**Task statement**
Nothing in the records that follow should differ once you have copied them out.

========================================================================

PR #470, opened 2018-02-08
premisses to BindImageTexture fix

mp3butcher:
I followed your advice for getModifiedCount 
http://forum.openscenegraph.org/viewtopic.php?t=17102

### DIFF
--- a/examples/osggpucull/osggpucull.cpp
+++ b/examples/osggpucull/osggpucull.cpp
@@ -376,10 +376,7 @@ struct IndirectTarget
         std::string uniformName = uniformNamePrefix + char( '0' + index );
         osg::Uniform* uniform = new osg::Uniform(uniformName.c_str(), (int)index );
         stateset->addUniform( uniform );
-        stateset->setAttribute(indirectCommandImageBinding);
-        stateset->setTextureAttribute( index, indirectCommandTextureBuffer.get() );
-
-
+        stateset->setTextureAttribute(index, indirectCommandImageBinding);
     }
 
     void addIndirectTargetData( bool cullPhase, const std::string& uniformNamePrefix, int index, osg::StateSet* stateset )
@@ -392,9 +389,7 @@ struct IndirectTarget
 
         osg::Uniform* uniform = new osg::Uniform(uniformName.c_str(), (int)(OSGGPUCULL_MAXIMUM_INDIRECT_TARGET_NUMBER+index) );
         stateset->addUniform( uniform );
-
-        stateset->setAttribute(instanceTargetimagebinding);
-        stateset->setTextureAttribute( OSGGPUCULL_MAXIMUM_INDIRECT_TARGET_NUMBER+index, instanceTarget.get() );
+        stateset->setTextureAttribute(OSGGPUCULL_MAXIMUM_INDIRECT_TARGET_NUMBER+index, instanceTargetimagebinding);
     }
 
     void addDrawProgram( const std::string& uniformBlockName, osg::StateSet* stateset )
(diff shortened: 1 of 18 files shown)


mp3butcher:
i'll reopen this later

include/osg/Texture
```diff
@@ -771,6 +774,7 @@ class OSG_EXPORT Texture : public osg::StateAttribute
           * for all graphics contexts. */
         virtual void releaseGLObjects(State* state=0) const;
 
+        virtual unsigned int &getModifiedCount(unsigned int contextID) const = 0;
```
filnet: Seems like your other changes make it possible to not return a reference (which contradicts the const nature of the method).

include/osg/Texture2DMultisample
```diff
@@ -46,7 +46,12 @@ class OSG_EXPORT Texture2DMultisample : public Texture
         {
           return GL_TEXTURE_2D_MULTISAMPLE;
         }
-
```
filnet: those empty lines should be kept

include/osg/Texture
mp3butcher: the method is const because it concerns a mutable attributes...

include/osg/Texture2DMultisample
mp3butcher: haven't see that..

mp3butcher:
I close this until I achieve to make all examples work with it....I've got a strange bug in gpucull I haven't with others my branches...

mp3butcher:
I've found the problem:
a strange behavior of stateset.getTextureAttribute(tu,type) : member searched is always set to 0 !?

include/osg/Texture
filnet: yes, but your changes make it possible to not return a reference to the mutable.

src/osg/TextureRectangle.cpp
```diff
@@ -202,10 +202,10 @@ void TextureRectangle::apply(State& state) const
         {
             _subloadCallback->subload(*this, state);
         }
-        else if (_image.valid() && getModifiedCount(contextID) != _image->getModifiedCount())
+        else if (_image.valid() && _modifiedCount[contextID] != _image->getModifiedCount())
         {
             // update the modified count to show that it is up to date.
-            getModifiedCount(contextID) = _image->getModifiedCount();
+            _modifiedCount[contextID] = _image->getModifiedCount();
```
filnet: this is one example where getModified() had to return a ref (and does not have to anymore)

openscenegraph:
Really?  After everything I suggested about "what to" and what not do you go follow the path of "what not to do".

If you are modifying dozens of files to implement a niche StateAttribute there is something seriously wrong with the approach.  18 Files changed is a yet another sliurge over lots of the OSG.  The skill of a programmer is measured by the quality of their work not the quantity.

You need to think more of surgeon with a scalpe and not a butcher with a cleaver.  

These are real lessons to take away, to practice in your own code and especially submissions to the OSG.  You will end up a better programmer.

For this particular issue when I will be implement my previous suggestion.  I won't be able to get to it today, but hopefully midweek.

mp3butcher:
Really! I just obey your guidelines...
I did modify a lot of useless calls to getModifiied in the textures because it surely became cost....

openscenegraph:
I have checked in two commits, the first is the addition of a bool Texutre::isDirty(contextID) method and it's implementation in the various Texture subclasses:

https://github.com/openscenegraph/OpenSceneGraph/commit/b8e5f22cb7ad2b24451e55e8e117b9e4a404104f

The second commit is adding usage of the Texture::isDirty(contextID) into the BindImageTexture class, and usage of the State::applyTexturtueAttribute() API to work with the OSG's lazy state updating.  

https://github.com/openscenegraph/OpenSceneGraph/commit/68bb67312e417fc6d93bf8856609587114a380c6

The number of files changed was 8 headers and 1 cpp.  I haven't modified the examples, but this was always a separate commit and am happy for others to pitch in if required.  I haven't changed BindImageTexture to be a TextureAttribute as at this stage I think we can get away without doing this.

I would recommend studying these commits to see how one can efficiently and safely encapsulate functionality that is useful for multiple purposes and it's implementation is kept orthogonal to existing functionality.  All while changing significantly less files. The key principle is to Do more, risk less and do so with less code changes.

examples/osggpucull/osggpucull.cpp
```diff
@@ -858,33 +853,31 @@ struct ResetTexturesCallback : public osg::StateSet::Callback
...
-                img->dirty();
-        }
-        for(it=texUnitsDirtyParams.begin(), eit=texUnitsDirtyParams.end(); it!=eit; ++it)
-        {
-            osg::TextureBuffer* tex = dynamic_cast<osg::TextureBuffer*>( stateset->getTextureAttribute(*it,osg::StateAttribute::TEXTURE) );
-            if(tex!=NULL)
-                tex->dirtyTextureParameters();
+    {
+           osg::BindImageTexture*imb = 0;
+           const osg::StateSet::AttributeList & texlist= stateset->getTextureAttributeList()[*it];
```
mp3butcher: this dirty part is because ss.getTexAttribute(tu,type) fails : member searched is always set to 0 !?

mp3butcher:
Okay!..., sorry,  I unconsciously put bad will on it.. A little more thinking would have surely lead me to this impl...
I would make a pr to fix examples but an other one is previously required to fix:
a strange behavior of stateset.getTextureAttribute(tu,type) : member searched is always set to 0 !?
Does simply add a 3rd (uint member) param with default value seams enough or do i have to add an other method ?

========================================================================

**Response below**
PR #470, opened 2018-02-08
premisses to BindImageTexture fix

mp3butcher:
I followed your advice for getModifiedCount 
http://forum.openscenegraph.org/viewtopic.php?t=17102

### DIFF
--- a/examples/osggpucull/osggpucull.cpp
+++ b/examples/osggpucull/osggpucull.cpp
@@ -376,10 +376,7 @@ struct IndirectTarget
         std::string uniformName = uniformNamePrefix + char( '0' + index );
         osg::Uniform* uniform = new osg::Uniform(uniformName.c_str(), (int)index );
         stateset->addUniform( uniform );
-        stateset->setAttribute(indirectCommandImageBinding);
-        stateset->setTextureAttribute( index, indirectCommandTextureBuffer.get() );
-
-
+        stateset->setTextureAttribute(index, indirectCommandImageBinding);
     }
 
     void addIndirectTargetData( bool cullPhase, const std::string& uniformNamePrefix, int index, osg::StateSet* stateset )
@@ -392,9 +389,7 @@ struct IndirectTarget
 
         osg::Uniform* uniform = new osg::Uniform(uniformName.c_str(), (int)(OSGGPUCULL_MAXIMUM_INDIRECT_TARGET_NUMBER+index) );
         stateset->addUniform( uniform );
-
-        stateset->setAttribute(instanceTargetimagebinding);
-        stateset->setTextureAttribute( OSGGPUCULL_MAXIMUM_INDIRECT_TARGET_NUMBER+index, instanceTarget.get() );
+        stateset->setTextureAttribute(OSGGPUCULL_MAXIMUM_INDIRECT_TARGET_NUMBER+index, instanceTargetimagebinding);
     }
 
     void addDrawProgram( const std::string& uniformBlockName, osg::StateSet* stateset )
(diff shortened: 1 of 18 files shown)


mp3butcher:
i'll reopen this later

include/osg/Texture
```diff
@@ -771,6 +774,7 @@ class OSG_EXPORT Texture : public osg::StateAttribute
           * for all graphics contexts. */
         virtual void releaseGLObjects(State* state=0) const;
 
+        virtual unsigned int &getModifiedCount(unsigned int contextID) const = 0;
```
filnet: Seems like your other changes make it possible to not return a reference (which contradicts the const nature of the method).

include/osg/Texture2DMultisample
```diff
@@ -46,7 +46,12 @@ class OSG_EXPORT Texture2DMultisample : public Texture
         {
           return GL_TEXTURE_2D_MULTISAMPLE;
         }
-
```
filnet: those empty lines should be kept

include/osg/Texture
mp3butcher: the method is const because it concerns a mutable attributes...

include/osg/Texture2DMultisample
mp3butcher: haven't see that..

mp3butcher:
I close this until I achieve to make all examples work with it....I've got a strange bug in gpucull I haven't with others my branches...

mp3butcher:
I've found the problem:
a strange behavior of stateset.getTextureAttribute(tu,type) : member searched is always set to 0 !?

include/osg/Texture
filnet: yes, but your changes make it possible to not return a reference to the mutable.

src/osg/TextureRectangle.cpp
```diff
@@ -202,10 +202,10 @@ void TextureRectangle::apply(State& state) const
         {
             _subloadCallback->subload(*this, state);
         }
-        else if (_image.valid() && getModifiedCount(contextID) != _image->getModifiedCount())
+        else if (_image.valid() && _modifiedCount[contextID] != _image->getModifiedCount())
         {
             // update the modified count to show that it is up to date.
-            getModifiedCount(contextID) = _image->getModifiedCount();
+            _modifiedCount[contextID] = _image->getModifiedCount();
```
filnet: this is one example where getModified() had to return a ref (and does not have to anymore)

openscenegraph:
Really?  After everything I suggested about "what to" and what not do you go follow the path of "what not to do".

If you are modifying dozens of files to implement a niche StateAttribute there is something seriously wrong with the approach.  18 Files changed is a yet another sliurge over lots of the OSG.  The skill of a programmer is measured by the quality of their work not the quantity.

You need to think more of surgeon with a scalpe and not a butcher with a cleaver.  

These are real lessons to take away, to practice in your own code and especially submissions to the OSG.  You will end up a better programmer.

For this particular issue when I will be implement my previous suggestion.  I won't be able to get to it today, but hopefully midweek.

mp3butcher:
Really! I just obey your guidelines...
I did modify a lot of useless calls to getModifiied in the textures because it surely became cost....

openscenegraph:
I have checked in two commits, the first is the addition of a bool Texutre::isDirty(contextID) method and it's implementation in the various Texture subclasses:

https://github.com/openscenegraph/OpenSceneGraph/commit/b8e5f22cb7ad2b24451e55e8e117b9e4a404104f

The second commit is adding usage of the Texture::isDirty(contextID) into the BindImageTexture class, and usage of the State::applyTexturtueAttribute() API to work with the OSG's lazy state updating.  

https://github.com/openscenegraph/OpenSceneGraph/commit/68bb67312e417fc6d93bf8856609587114a380c6

The number of files changed was 8 headers and 1 cpp.  I haven't modified the examples, but this was always a separate commit and am happy for others to pitch in if required.  I haven't changed BindImageTexture to be a TextureAttribute as at this stage I think we can get away without doing this.

I would recommend studying these commits to see how one can efficiently and safely encapsulate functionality that is useful for multiple purposes and it's implementation is kept orthogonal to existing functionality.  All while changing significantly less files. The key principle is to Do more, risk less and do so with less code changes.

examples/osggpucull/osggpucull.cpp
```diff
@@ -858,33 +853,31 @@ struct ResetTexturesCallback : public osg::StateSet::Callback
...
-                img->dirty();
-        }
-        for(it=texUnitsDirtyParams.begin(), eit=texUnitsDirtyParams.end(); it!=eit; ++it)
-        {
-            osg::TextureBuffer* tex = dynamic_cast<osg::TextureBuffer*>( stateset->getTextureAttribute(*it,osg::StateAttribute::TEXTURE) );
-            if(tex!=NULL)
-                tex->dirtyTextureParameters();
+    {
+           osg::BindImageTexture*imb = 0;
+           const osg::StateSet::AttributeList & texlist= stateset->getTextureAttributeList()[*it];
```
mp3butcher: this dirty part is because ss.getTexAttribute(tu,type) fails : member searched is always set to 0 !?

mp3butcher:
Okay!..., sorry,  I unconsciously put bad will on it.. A little more thinking would have surely lead me to this impl...
I would make a pr to fix examples but an other one is previously required to fix:
a strange behavior of stateset.getTextureAttribute(tu,type) : member searched is always set to 0 !?
Does simply add a 3rd (uint member) param with default value seams enough or do i have to add an other method ?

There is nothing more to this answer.